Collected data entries
================
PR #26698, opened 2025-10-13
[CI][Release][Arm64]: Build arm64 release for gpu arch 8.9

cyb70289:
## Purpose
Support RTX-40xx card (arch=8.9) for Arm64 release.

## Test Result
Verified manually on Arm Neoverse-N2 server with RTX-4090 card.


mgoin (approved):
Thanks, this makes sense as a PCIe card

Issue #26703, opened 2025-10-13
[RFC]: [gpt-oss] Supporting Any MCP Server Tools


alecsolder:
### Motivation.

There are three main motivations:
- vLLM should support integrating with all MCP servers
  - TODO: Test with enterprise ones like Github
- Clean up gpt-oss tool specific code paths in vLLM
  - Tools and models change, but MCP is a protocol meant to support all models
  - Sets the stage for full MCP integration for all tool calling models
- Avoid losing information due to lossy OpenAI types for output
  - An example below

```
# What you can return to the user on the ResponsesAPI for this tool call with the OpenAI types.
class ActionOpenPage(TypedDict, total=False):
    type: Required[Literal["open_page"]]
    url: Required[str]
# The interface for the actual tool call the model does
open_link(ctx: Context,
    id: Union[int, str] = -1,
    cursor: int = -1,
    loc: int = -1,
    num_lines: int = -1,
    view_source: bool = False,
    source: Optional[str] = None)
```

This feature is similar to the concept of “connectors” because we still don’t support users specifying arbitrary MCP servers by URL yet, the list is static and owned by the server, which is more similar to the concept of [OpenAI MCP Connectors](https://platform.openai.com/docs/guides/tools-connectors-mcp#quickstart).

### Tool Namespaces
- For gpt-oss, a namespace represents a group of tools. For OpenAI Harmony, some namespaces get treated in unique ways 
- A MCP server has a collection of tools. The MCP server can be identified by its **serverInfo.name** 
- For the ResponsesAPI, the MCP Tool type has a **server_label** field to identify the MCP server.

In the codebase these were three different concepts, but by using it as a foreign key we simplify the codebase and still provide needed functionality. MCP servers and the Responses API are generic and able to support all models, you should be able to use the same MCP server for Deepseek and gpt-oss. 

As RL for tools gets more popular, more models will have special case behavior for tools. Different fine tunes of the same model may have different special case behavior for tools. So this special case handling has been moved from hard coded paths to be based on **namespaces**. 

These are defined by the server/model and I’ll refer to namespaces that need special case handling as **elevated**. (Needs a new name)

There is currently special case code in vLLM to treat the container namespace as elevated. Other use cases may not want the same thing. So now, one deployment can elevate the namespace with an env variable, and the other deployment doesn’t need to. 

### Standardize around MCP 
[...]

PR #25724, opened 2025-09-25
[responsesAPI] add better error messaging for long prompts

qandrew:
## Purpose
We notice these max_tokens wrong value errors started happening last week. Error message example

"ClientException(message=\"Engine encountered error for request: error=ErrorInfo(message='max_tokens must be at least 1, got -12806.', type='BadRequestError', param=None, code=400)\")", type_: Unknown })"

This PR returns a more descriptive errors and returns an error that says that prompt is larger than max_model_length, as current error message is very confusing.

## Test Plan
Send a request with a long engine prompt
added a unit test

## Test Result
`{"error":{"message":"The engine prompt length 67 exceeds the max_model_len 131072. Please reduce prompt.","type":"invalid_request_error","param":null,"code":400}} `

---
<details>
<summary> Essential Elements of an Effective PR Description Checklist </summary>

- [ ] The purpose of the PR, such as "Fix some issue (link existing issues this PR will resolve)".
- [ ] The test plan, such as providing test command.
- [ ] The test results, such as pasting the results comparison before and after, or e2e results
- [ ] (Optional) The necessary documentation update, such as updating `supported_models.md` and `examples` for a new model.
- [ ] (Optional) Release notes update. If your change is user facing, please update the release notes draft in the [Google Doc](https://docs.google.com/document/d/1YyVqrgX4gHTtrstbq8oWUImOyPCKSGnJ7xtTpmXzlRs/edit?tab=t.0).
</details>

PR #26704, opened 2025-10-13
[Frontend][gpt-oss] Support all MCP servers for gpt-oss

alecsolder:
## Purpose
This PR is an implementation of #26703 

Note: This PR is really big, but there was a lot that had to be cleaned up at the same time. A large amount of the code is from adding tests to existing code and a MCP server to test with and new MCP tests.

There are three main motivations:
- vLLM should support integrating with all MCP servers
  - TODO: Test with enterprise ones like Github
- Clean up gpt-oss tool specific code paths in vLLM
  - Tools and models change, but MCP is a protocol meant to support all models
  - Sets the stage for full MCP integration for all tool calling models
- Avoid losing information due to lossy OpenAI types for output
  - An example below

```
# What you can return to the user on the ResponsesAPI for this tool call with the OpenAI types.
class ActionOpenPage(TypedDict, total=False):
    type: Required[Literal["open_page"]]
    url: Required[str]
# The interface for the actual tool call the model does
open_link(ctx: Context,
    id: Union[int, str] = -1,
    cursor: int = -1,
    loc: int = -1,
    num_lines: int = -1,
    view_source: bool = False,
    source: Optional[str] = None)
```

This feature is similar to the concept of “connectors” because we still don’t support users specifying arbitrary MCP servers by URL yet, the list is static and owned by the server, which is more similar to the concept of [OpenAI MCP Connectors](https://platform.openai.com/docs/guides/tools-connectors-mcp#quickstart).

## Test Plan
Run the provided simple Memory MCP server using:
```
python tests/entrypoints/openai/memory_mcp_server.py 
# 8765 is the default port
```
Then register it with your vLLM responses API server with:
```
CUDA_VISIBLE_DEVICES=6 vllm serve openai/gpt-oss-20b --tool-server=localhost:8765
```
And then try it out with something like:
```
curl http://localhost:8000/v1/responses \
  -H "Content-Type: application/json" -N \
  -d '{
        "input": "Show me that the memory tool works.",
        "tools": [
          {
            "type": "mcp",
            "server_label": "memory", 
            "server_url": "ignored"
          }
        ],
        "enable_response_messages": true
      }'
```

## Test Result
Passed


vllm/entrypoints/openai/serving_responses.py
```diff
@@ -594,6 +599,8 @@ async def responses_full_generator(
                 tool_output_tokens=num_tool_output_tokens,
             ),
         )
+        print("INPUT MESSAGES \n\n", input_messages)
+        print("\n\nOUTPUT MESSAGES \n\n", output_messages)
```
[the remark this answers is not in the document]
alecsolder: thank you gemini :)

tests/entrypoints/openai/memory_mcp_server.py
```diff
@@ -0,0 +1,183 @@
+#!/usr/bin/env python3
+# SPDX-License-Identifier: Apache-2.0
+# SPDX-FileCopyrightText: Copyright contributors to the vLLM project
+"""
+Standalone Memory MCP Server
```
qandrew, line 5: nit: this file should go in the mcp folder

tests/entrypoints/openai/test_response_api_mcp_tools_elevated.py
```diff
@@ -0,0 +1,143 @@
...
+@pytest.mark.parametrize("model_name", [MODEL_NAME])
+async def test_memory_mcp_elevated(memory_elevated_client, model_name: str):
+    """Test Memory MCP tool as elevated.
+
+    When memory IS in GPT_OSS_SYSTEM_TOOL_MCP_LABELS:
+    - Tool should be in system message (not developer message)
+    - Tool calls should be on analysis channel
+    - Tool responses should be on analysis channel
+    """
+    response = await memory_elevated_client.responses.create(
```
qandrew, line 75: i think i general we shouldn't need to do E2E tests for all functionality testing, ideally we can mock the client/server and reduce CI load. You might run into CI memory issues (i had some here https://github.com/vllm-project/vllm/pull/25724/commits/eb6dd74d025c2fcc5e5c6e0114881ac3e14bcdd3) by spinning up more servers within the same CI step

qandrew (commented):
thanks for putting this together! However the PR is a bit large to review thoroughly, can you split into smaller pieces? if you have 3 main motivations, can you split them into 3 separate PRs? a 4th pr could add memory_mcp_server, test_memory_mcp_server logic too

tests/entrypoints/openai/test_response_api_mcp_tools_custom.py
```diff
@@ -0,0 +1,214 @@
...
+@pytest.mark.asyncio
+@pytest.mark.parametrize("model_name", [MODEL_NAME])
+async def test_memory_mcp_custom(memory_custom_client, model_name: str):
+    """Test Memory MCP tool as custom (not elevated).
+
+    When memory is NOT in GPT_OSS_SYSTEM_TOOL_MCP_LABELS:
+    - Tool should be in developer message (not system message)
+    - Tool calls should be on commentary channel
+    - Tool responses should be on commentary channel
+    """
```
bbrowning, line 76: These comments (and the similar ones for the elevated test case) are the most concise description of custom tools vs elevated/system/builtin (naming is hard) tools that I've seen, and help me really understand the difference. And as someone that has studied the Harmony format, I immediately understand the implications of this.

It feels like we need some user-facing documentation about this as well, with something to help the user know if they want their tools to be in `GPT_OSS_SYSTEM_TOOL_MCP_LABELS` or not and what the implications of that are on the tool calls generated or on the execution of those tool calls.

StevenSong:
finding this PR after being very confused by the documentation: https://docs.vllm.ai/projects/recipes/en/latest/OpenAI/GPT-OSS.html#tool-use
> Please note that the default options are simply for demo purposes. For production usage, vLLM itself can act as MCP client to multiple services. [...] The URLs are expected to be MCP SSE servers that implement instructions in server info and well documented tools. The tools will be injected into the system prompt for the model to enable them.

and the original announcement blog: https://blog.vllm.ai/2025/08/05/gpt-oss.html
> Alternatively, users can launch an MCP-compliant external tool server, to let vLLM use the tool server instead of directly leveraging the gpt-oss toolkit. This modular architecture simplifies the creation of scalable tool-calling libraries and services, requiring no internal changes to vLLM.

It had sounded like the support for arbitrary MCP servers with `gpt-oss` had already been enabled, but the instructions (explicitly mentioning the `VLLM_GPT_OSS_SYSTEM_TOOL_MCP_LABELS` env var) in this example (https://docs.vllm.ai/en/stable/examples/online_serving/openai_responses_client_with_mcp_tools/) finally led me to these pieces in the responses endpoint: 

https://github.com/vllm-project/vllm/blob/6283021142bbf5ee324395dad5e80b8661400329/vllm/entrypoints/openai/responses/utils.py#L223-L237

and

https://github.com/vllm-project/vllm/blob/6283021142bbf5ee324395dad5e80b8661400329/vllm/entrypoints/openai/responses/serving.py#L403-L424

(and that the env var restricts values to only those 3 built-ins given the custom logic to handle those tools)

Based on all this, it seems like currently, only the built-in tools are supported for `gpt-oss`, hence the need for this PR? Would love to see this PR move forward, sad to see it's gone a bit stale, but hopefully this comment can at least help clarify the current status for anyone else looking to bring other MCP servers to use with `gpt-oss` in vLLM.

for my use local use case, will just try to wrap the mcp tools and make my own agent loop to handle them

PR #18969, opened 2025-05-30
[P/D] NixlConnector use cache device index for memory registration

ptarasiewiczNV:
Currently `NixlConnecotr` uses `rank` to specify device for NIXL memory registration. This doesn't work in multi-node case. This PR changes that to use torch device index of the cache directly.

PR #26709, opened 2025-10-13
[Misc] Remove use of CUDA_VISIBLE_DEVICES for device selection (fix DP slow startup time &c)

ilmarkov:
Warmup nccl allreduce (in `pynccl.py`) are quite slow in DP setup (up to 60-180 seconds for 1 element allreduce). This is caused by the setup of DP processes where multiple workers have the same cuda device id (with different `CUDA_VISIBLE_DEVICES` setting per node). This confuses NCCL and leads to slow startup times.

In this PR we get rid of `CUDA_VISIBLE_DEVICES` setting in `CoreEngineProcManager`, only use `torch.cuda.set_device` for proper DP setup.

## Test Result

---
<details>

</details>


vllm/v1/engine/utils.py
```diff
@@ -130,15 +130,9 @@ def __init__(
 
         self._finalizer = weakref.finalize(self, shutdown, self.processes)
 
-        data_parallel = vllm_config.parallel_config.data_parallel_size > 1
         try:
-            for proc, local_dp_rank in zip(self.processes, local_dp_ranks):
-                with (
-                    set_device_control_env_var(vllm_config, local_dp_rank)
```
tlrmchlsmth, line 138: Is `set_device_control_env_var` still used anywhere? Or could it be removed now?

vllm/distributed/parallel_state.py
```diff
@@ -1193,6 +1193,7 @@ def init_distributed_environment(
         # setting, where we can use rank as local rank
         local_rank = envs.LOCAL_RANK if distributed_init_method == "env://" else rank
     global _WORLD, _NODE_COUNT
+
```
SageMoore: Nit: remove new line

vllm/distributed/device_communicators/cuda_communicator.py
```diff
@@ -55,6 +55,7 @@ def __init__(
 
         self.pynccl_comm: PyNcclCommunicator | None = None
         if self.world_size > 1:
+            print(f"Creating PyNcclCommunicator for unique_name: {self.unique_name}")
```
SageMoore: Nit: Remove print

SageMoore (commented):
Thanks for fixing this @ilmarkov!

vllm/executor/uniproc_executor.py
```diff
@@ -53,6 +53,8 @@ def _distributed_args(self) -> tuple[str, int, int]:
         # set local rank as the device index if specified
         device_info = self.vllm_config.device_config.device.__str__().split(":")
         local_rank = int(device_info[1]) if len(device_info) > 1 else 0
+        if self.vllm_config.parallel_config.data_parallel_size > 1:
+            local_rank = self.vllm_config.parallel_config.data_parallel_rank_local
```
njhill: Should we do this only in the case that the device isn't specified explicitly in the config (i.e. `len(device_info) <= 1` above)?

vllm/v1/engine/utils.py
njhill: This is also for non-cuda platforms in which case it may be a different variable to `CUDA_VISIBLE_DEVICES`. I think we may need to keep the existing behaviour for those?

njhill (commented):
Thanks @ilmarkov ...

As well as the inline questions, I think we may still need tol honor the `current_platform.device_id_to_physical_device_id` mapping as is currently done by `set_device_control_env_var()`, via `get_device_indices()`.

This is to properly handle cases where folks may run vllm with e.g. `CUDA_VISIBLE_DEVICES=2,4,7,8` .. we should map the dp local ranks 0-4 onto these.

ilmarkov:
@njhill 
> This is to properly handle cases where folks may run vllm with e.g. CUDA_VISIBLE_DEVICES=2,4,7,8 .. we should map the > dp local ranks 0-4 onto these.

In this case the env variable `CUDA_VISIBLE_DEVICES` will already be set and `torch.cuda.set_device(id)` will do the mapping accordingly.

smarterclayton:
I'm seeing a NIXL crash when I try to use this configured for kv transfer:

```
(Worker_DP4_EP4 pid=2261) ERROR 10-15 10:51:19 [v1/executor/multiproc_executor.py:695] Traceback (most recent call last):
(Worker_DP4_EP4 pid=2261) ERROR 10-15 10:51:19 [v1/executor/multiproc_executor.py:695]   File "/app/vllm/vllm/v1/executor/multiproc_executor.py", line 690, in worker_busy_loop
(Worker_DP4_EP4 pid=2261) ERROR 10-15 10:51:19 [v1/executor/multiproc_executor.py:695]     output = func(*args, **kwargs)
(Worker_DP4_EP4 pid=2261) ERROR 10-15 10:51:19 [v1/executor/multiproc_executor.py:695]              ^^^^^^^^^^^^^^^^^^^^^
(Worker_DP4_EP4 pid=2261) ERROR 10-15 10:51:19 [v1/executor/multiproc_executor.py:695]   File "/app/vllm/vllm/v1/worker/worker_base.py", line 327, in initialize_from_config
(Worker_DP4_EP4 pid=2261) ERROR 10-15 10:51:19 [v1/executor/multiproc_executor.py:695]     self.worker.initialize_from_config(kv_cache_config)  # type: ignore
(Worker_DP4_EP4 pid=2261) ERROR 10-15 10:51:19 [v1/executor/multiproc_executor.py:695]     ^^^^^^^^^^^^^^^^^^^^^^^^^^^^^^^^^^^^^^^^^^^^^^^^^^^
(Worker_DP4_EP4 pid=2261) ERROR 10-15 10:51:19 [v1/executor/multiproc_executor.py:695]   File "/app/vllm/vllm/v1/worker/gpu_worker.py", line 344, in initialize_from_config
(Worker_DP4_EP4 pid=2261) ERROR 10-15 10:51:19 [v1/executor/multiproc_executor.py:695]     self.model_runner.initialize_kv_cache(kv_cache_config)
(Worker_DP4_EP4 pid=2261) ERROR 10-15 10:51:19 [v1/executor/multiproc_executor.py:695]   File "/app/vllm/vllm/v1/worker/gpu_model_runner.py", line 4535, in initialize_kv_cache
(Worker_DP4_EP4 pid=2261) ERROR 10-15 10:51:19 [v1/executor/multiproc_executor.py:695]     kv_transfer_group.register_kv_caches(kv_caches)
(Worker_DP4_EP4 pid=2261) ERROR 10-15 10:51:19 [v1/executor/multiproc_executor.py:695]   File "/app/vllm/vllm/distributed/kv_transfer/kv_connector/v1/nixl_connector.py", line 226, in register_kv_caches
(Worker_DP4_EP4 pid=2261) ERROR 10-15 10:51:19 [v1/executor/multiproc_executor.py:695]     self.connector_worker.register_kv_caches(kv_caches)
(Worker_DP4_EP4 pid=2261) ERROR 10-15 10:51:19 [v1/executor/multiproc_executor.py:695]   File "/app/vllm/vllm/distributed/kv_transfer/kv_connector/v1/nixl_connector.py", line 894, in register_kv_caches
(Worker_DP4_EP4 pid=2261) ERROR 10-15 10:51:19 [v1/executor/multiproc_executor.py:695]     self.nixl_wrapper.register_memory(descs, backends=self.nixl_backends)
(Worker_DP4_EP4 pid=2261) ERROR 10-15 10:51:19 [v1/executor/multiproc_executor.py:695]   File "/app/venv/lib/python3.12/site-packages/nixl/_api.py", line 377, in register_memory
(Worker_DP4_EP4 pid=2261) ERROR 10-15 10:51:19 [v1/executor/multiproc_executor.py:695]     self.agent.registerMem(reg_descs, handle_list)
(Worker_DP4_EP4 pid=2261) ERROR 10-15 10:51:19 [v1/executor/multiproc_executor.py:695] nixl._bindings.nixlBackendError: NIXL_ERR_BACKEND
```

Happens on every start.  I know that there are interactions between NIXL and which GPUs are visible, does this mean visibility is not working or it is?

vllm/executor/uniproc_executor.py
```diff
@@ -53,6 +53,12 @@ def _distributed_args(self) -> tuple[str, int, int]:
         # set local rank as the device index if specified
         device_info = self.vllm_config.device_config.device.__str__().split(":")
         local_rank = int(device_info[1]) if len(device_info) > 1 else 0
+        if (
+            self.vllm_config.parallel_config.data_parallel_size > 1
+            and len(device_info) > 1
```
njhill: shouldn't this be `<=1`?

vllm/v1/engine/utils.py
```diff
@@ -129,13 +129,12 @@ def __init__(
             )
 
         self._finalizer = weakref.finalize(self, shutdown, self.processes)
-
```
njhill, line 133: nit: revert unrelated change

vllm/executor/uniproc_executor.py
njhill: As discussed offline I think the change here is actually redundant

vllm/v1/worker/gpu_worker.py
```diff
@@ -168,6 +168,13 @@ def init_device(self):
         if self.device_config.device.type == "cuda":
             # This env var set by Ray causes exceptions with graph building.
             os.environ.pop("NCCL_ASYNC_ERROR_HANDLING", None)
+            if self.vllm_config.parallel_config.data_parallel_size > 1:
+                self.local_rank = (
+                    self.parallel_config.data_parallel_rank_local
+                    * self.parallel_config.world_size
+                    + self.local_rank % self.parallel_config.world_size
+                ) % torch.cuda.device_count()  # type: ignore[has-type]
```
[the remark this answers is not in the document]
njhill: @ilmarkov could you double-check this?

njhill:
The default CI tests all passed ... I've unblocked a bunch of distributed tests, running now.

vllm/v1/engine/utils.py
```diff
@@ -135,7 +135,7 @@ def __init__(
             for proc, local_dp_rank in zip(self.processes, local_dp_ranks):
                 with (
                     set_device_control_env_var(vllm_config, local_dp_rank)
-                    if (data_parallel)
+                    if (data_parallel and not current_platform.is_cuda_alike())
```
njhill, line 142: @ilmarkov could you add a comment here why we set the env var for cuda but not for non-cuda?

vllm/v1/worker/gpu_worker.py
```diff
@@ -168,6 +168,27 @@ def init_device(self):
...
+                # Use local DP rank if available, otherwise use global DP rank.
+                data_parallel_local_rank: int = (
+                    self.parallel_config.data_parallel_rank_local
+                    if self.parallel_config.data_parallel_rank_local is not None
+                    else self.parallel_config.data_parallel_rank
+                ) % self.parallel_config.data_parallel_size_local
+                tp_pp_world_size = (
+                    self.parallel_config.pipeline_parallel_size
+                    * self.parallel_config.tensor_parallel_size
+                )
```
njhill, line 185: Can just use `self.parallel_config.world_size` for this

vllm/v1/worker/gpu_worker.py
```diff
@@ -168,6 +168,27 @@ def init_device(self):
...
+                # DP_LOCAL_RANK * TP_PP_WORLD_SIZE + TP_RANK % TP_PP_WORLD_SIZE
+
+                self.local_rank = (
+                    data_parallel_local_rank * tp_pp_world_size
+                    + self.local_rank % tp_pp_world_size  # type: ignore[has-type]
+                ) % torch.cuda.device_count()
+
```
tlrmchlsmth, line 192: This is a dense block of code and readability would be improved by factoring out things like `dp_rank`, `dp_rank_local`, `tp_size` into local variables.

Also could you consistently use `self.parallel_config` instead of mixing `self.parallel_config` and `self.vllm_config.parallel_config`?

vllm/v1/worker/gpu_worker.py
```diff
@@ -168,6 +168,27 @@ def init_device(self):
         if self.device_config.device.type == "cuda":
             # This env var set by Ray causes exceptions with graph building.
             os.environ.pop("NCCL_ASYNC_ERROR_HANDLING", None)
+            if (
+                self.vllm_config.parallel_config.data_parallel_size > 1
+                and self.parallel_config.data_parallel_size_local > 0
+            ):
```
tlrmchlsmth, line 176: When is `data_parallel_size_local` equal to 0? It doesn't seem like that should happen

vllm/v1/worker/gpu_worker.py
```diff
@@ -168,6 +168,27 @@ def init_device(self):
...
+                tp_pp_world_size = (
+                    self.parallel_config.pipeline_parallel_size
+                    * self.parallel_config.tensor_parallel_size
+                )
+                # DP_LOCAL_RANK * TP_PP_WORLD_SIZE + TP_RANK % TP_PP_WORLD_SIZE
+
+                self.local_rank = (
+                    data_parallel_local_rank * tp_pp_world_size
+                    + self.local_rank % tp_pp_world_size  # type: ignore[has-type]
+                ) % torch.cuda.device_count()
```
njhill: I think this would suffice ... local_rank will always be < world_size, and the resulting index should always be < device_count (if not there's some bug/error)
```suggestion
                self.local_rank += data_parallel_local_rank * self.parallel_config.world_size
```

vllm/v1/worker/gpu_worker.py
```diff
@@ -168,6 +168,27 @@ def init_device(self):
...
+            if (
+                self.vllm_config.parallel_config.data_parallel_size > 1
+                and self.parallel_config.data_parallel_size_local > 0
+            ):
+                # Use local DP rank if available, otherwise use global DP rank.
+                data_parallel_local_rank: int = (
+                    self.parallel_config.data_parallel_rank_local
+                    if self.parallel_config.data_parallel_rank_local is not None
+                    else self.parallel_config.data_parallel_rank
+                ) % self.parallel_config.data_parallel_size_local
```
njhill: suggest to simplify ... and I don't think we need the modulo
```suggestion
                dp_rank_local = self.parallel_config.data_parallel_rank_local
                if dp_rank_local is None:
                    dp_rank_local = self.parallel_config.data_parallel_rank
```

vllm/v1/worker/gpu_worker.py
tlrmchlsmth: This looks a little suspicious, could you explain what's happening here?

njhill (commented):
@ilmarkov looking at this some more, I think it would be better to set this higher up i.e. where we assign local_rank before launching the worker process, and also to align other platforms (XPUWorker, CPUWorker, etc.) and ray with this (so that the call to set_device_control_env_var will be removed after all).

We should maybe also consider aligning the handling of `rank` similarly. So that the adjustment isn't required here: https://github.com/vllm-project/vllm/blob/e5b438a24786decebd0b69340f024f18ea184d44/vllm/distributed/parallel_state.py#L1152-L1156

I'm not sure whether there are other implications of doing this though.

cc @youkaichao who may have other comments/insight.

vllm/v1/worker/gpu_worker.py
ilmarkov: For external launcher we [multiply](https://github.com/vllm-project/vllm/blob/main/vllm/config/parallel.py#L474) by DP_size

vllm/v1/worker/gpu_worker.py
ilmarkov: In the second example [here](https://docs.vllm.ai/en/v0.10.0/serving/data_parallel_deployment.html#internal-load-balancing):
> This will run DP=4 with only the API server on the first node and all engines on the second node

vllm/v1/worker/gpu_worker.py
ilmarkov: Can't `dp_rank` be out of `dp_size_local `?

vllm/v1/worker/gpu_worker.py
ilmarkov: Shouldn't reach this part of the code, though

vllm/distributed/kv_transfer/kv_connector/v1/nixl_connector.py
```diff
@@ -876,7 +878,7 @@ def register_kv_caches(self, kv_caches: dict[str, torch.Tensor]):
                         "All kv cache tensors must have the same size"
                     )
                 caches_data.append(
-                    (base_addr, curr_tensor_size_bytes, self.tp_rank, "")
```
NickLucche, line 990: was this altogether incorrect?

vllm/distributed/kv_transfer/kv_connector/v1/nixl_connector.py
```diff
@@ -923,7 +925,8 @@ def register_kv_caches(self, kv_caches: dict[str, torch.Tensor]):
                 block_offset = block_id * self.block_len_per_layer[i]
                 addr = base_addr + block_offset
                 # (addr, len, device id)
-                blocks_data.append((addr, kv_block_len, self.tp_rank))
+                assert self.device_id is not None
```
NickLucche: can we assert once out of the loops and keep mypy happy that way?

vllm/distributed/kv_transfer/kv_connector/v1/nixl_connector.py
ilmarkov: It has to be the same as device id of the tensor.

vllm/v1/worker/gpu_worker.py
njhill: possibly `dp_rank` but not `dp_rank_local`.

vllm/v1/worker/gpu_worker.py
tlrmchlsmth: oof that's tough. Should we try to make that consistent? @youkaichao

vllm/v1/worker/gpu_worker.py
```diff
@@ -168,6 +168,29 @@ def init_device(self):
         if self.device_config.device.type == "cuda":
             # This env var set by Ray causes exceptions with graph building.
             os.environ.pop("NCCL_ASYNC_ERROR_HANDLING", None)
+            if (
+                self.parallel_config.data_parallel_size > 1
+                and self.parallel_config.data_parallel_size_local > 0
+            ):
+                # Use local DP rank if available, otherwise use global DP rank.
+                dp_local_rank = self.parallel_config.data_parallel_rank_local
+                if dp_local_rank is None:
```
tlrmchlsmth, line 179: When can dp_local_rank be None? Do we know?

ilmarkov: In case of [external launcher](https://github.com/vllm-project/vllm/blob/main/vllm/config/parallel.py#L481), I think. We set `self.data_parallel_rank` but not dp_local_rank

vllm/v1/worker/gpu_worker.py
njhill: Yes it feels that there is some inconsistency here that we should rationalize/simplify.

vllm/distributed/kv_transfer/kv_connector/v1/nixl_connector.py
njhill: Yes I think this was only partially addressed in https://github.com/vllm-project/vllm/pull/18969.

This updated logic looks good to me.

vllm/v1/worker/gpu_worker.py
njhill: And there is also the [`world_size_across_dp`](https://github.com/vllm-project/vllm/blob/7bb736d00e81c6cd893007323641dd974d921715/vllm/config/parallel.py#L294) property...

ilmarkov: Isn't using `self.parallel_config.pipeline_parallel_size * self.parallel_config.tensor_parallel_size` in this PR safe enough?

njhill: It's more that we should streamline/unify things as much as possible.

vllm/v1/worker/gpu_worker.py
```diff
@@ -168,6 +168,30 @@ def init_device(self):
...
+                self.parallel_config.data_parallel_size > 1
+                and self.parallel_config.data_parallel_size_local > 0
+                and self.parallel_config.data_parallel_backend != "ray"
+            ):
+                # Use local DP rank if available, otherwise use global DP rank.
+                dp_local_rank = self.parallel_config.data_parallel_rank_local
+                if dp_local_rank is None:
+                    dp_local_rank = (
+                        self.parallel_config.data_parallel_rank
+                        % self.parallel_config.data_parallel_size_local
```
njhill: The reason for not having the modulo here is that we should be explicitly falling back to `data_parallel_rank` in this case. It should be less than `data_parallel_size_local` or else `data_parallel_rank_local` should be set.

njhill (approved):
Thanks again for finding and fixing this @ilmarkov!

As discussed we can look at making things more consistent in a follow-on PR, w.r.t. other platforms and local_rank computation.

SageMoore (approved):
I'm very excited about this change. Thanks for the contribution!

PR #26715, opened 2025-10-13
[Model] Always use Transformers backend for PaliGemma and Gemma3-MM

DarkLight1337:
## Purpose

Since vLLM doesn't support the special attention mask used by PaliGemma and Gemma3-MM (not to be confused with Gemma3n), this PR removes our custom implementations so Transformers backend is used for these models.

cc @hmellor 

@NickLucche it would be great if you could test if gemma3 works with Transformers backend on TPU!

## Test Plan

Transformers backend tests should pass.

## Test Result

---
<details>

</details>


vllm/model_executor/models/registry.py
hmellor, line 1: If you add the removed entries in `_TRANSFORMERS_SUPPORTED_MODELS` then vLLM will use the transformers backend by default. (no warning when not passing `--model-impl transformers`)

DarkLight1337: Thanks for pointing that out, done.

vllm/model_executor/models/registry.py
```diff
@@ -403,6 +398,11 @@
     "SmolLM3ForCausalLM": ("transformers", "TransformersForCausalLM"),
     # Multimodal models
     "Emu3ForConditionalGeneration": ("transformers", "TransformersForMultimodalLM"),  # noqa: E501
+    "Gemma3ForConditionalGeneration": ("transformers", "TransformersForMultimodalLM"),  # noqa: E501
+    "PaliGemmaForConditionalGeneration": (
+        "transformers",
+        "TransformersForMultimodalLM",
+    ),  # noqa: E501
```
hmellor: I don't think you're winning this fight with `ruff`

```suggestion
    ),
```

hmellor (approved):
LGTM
================
TO DO: Above are lines of data; count those that hold "card" and answer with the number only.

REPLY: 3